Why not simply use a software cache (memoization, [1]) to prevent doing things more often than necessary?

[1] https://en.wikipedia.org/wiki/Memoization

All kinds of caches are used in graphics programming. The devil is in the details: Does a generic memoization strategy help you decide when to re-render a shadowmap based on the updating of entities within range of said shadowmap? And when you decide technically incorrect, stale results, are still 'good enough' (based on the duration they've been stale, distance from the camera, size of the resulting shadows, etc.) how do you represent that? How do you decide when shadowmaps can been reused between multiple perspectives? How much can you calculate offline, before the game is even run? If you squint really hard you might be able to couch some of this in memoization terms - but how, exactly, is that helping?

Memory is tight - GPU memory might be a few gigs, and your artists will fill the space.
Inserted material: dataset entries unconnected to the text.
PR #261, opened 2016-06-25
Fixed the SymfonyRequirements check for the demo application

javiereguiluz:
The Symfony Demo was upgraded to Symfony 3 yesterday. If you install it, you get this error:

symfony_demo_error

The problem is that the `isSymfony3()` method is not suitable for the demo application. We cannot improve that method to get the Symfony version via the `--version` option because at that point we are about to check the Symfony Requirements to see if the computer can run the demo application.


Pierstoval:
For the `isSymfony3()` can't we use an env var?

Time is tight - 16ms/frame max if you're targeting a smooth 60fps, and even higher framerates (and tighter time budgets) are recommended to e.g. reduce nausea for VR. You know exactly how long you need some resources, they are large (over 100MB for a single set of 4k gbuffers), and spilling active data out of the cache can be disastrously slow, or lose necessary information you cannot recreate.

At some point you'll get rather hands on and start micromanaging a lot of this stuff - it's much simpler to write, debug, and optimize a lot of this if you implement it 'by hand', than to design, write, debug, and optimize an algorithm trying to handle a perfectly generic answer/solution to all these problems.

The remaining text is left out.